Drawings by Darfur children when Olivier gave them pencil and paper

In 2008 and 2009, Olivier has served as deputy-head of the Human Rights Office of the United Nations Assistance Mission for Iraq (UNAMI). Mr. Bercault has directed the reporting effort of the United Nations in Iraq regarding human rights violations committed in this country.

Olivier was also in charge of the human rights advocacy work and human rights promotional activity of the United Nations in Iraq. From 2000 to 2008, Olivier Bercault has served in the emergencies program at Human Rights Watch. During these years, he conducted research mission in most of the conflict areas around the globe: Eastern Chad, Darfur, Central African Republic, Algeria, Afghanistan, Iraq, Sri Lanka among others. He has investigated and documented widespread abuses committed by governmental forces, rebel and other armed groups.

His research on war crimes, child forced recruitment and crimes against humanity, especially in Darfur have ended up at the International Criminal Court and United Nations Security Council.


While on mission to Darfur refugee camps in eastern Chad in February 2005, Olivier Bercault gave children notebooks and crayons to keep them occupied while talking to their parents.

Without any instruction or guidance, the children drew scenes from their experiences of the war in Darfur: the attacks by the Janjaweed militia, the bombings by Sudanese government forces, the shootings, the burning of entire villages, and the flight to Chad. Mr. Bercault brought back hundreds of drawings in the hope that the rest of the world would see the war stories of these children. The drawings have been published by the New York Times and extensively in the world press, on the net, broadcasted on major TV networks in the United States and in the world and showed in exhibitions in New York, in the major cities in the US and in Europe.

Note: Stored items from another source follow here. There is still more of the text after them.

PR #895, opened 2024-12-16
Support other color formats

BrtqKr:
[#896](https://github.com/software-mansion/live-compositor/issues/896)


compositor_api/src/types/from_color.rs
```diff
@@ -0,0 +1,268 @@
+use compositor_render::scene;
+
+use super::util::*;
+
+impl TryFrom<RGBAColor> for scene::RGBAColor {
+    type Error = TypeError;
+    fn try_from(value: RGBAColor) -> std::result::Result<Self, Self::Error> {
+        let s = &value.0.trim();
+        match s.chars().next() {
```
wkozyra95, line 9: Something like this would be more readable
```
if let Some(color) = parse_named_color() {
  return Ok(color)
}
if s.starts_with('#') {
  ...
  return
}
if s.starts_with('rgb(') {
  ...
  return
}
if s.starts_with('rgba(') {
  ...
  return
}
```

compositor_api/src/types/from_color.rs
```diff
@@ -0,0 +1,268 @@
...
+    ))
+}
+
+fn parse_color_channel(value: &str) -> Result<u8, TypeError> {
+    u8::from_str_radix(value, 16).map_err(|_err| {
+        TypeError::new("Invalid format. Color representation is not a valid hexadecimal number.")
+    })
+}
+
+fn parse_named_color(color_name: &str) -> Option<&'static str> {
```
wkozyra95, line 115: either return `Option<RGBAColor>` or `Option<RGBColor>`

compositor_api/src/types/from_color.rs
```diff
@@ -0,0 +1,268 @@
...
+        return Err(TypeError::new("Invalid RGB format."));
+    }
+    let (r, g, b) = (parts[0].trim(), parts[1].trim(), parts[2].trim());
+    let a = "255"; // default full opacity
+    parse_color_components_from_decimal(r, g, b, a)
+}
+
+fn parse_rgba(s: &str) -> Result<scene::RGBAColor, TypeError> {
+    let inner_s = s.trim_start_matches("rgba(").trim_end_matches(')');
+    let parts: Vec<&str> = inner_s.split(',').collect();
```
wkozyra95, line 63: You could do sth like this
```suggestion
    let parts: Vec<u32> = inner_s.split(',').map(|c|parse_color_channel(c.trim())).collect::<Result<Vec<_>,_>()?;
```
not sure if the `::<Result<Vec<_>,_>` will be needed or Rust can figure out the type

ts/live-compositor/src/components/Text.ts
```diff
@@ -93,8 +93,8 @@ function sceneBuilder(props: TextProps, children: SceneComponent[]): Api.Compone
     max_height: style?.maxHeight,
     font_size: style?.fontSize ?? DEFAULT_FONT_SIZE,
     line_height: style?.lineHeight,
-    color_rgba: style?.color && intoApiRgbaColor(style?.color),
-    background_color_rgba: style?.backgroundColor && intoApiRgbaColor(style?.backgroundColor),
+    color: style?.color && intoApiRgbaColor(style?.color),
```
wkozyra95, line 96: is the change in sdk added by mistake or intentional? I'm fine either way but keep in mind that you will have to use binaries build from source and point `LIVE_COMPOSITOR_PATH` to that binary.

If you build with `cargo build --release --no-default-features` then executable is in `./target/release/main_process`

(no default features is important to build without chrome support)

ts/live-compositor/src/api.generated.ts
```diff
@@ -552,6 +590,22 @@ export type Component =
        * effect if the previous scene already contained a `Rescaler` component with the same id.
        */
       transition?: Transition | null;
+      /**
+       * (**default=`0.0`**) Radius of a rounded corner.
+       */
+      border_radius?: number | null;
```
wkozyra95, line 596: not part of this PR, but you could add properties from this diff too new docs if we don't plan to version old compositor releases

ts/live-compositor/src/components/Text.ts
wkozyra95: also after this change you don't need intoApiRgbaColor

compositor_api/src/types/from_color.rs
BrtqKr: it couldn't be handled like that because alpha in the original format is a float between 0 and 1. I've processed it slightly differently as a whole

ts/live-compositor/src/components/Text.ts
BrtqKr: leftover, sorry for that

compositor_api/src/types/from_color.rs
```diff
@@ -0,0 +1,264 @@
...
+
+    if !(0.0..=1.0).contains(&a) {
+        return Err(TypeError::new(
+            "Alpha value out of range. It must be between 0.0 and 1.0",
+        ));
+    }
+    let alpha = (a * 255.0).round() as u8;
+
+    Ok(scene::RGBAColor(r, g, b, alpha))
+}
```
wkozyra95, line 109:
```suggestion
fn parse_rgb(s: &str) -> Result<scene::RGBAColor, TypeError> {
    let inner_s = s.trim_start_matches("rgb(").trim_end_matches(')');
    let parts: Vec<&str> = inner_s.split(',').collect();
    match parts.as_slice() {
        [r, g, b] => Ok(scene::RGBAColor(
            parse_color_channel(r, 10)?,
            parse_color_channel(g, 10)?,
            parse_color_channel(b, 10)?,
            255,
        )),
        _ => Err(TypeError::new("Invalid RGB format.")),
    }
}

fn parse_rgba(s: &str) -> Result<scene::RGBAColor, TypeError> {
    let inner_s = s.trim_start_matches("rgba(").trim_end_matches(')');
    let parts: Vec<&str> = inner_s.split(',').collect();
    let [r, g, b, a] = parts.as_slice() else {
        return Err(TypeError::new("Expected three color components and alpha channel."));
    };

    let a = a
        .parse::<f32>()
        .map_err(|_| TypeError::new("Alpha channel parsing failed."))?;

    if !(0.0..=1.0).contains(&a) {
        return Err(TypeError::new(
            "Alpha value out of range. It must be between 0.0 and 1.0",
        ));
    }

   Ok(scene::RGBAColor(
            parse_color_channel(r, 10)?,
            parse_color_channel(g, 10)?,
            parse_color_channel(b, 10)?,
            (a * 255.0).round() as u8,
        )) 
}
```

wkozyra95 (approved):

PR #897, opened 2024-12-16
Enable faststart and fix seeking in outputted mp4s.

jerzywilczek:
It turned out that in order to be able to seek in produced mp4s, the muxer needs information about whether a packet is a keyframe or not.

The naming of the `IsKeyframe` enum and its variants is quite awkward, I'm open to suggestions on what to name them.

I also renamed the `mp4` example to `mp4_output` to better reflect what it does.


wkozyra95 (approved):

WojciechBarczynski (commented):
LGTM

PR #905, opened 2024-12-19
[ts-sdk] Update generated API types

noituri:
The API types were not regenerated after 53b726d4e00ad09e737457fd6b884a954bf19614


wkozyra95 (changes requested):
This will fix web, but it will break node in the old setup. I added docs yesterday how the process should look from now on https://github.com/software-mansion/live-compositor/blob/master/DEVELOPMENT.md#process-for-introducing-api-changes

In the new approach we will maintain SDK code to be compatibles with Rust sources and not the released version as it was up untill now. However, if you regenerating types then PR should include all the changes necessary, otherwise we will miss a lot of stuff.

There is a lot of new stuff, so I recommend just closing this PR and in the meantime, either 
- checkout to older commit to build WASM and checkout back
- temporally revert pr with color changes on the branch you are working

PR #906, opened 2024-12-20
[web-wasm] Decouple frame production from input implementation

noituri:
The current `Input` implementation assumed that every input type will have a similar frame production and frame buffering strategy. That approach does not work well with camera and share-screen input. This PR makes it possible to add different strategies for frame production.

- Each frame producer has to implement `InputFrameProducer` interface.
- `DecodingFrameProducer` accepts any `InputSource` (Encoded chunk producer). It produces frames from encoded chunks and handles the frame buffering.
- The future input types such as `Camera` & `Share screen` will require different implementation of `InputFrameProducer` which  accepts `MediaStream` and does no buffering.


wkozyra95 (approved):
I did not check too much, but I plan to take a look at that logic latter on, so if this works I'm fine with merging this as it is.

PR #907, opened 2025-01-07
[ts-sdk] Ensure compositor instance cleanup (Node.js and browser)

wkozyra95:
- Add LiveCompositor.terminate()
- Fix issues in rendering that caused LiveCompositor not to be garbage collected. (stored in global react state)
- Improve API of WASM package to make it simpler, plus add helpful component that wraps canvas


ts/@live-compositor/browser-render/src/wasm.ts
```diff
@@ -5,7 +5,7 @@ import init, * as wasm from './generated/compositor_web';
  * @param wasmModuleUrl {string} - An URL for `live-compositor.wasm` file. The file is located in `dist` folder.
  */
 export async function loadWasmModule(wasmModuleUrl: string) {
-  await init(wasmModuleUrl);
+  await init({ module_or_path: wasmModuleUrl });
```
wkozyra95, line 8: passing string works, but it triggers warning

ts/@live-compositor/core/src/live/output.ts
```diff
@@ -87,25 +90,18 @@ class Output {
...
 
-  public close(): void {
-    this.throttledUpdate = () => {};
-    // close will switch a scene to just a <View />, so we need replace `throttledUpdate`
-    // callback before it is called
-    this.outputShutdownStateStore.close();
+  public async close(): Promise<void> {
+    this.throttledUpdate.setFn(async () => {});
+    this.renderer.stop();
+    await this.throttledUpdate.waitForPendingCalls();
```
wkozyra95, line 96: I changed the throttledUpdate to class because I need to be able to wait for pending requests to finish, otherwise `LiveCompositor.terminate()` might kill the server before pending request are done

PR #2083, opened 2026-06-23
Fix panic on malformed NALU

wkozyra95:


JBRS307 (approved):

noituri (approved):
Did we recently encounter this?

In addition to his work on emergencies, Mr. Bercault was responsible for Human Rights Watch from 2000 to 2008 for coordinating the international effort to bring Hissein Habré, the former dictator of Chad to justice. Olivier has also participated as an external expert in the Afghanistan and the Democratic Republic of Congo projects of the International Center for Transitional Justice (ICTJ) in New York (2003-2004). He conducted several missions to these two countries.

At the end of the eighties and in the nineties, Olivier worked for the Moscow Regional Office of the United Nations High Commissioner for Refugees (UNHCR) in the Russian Federation.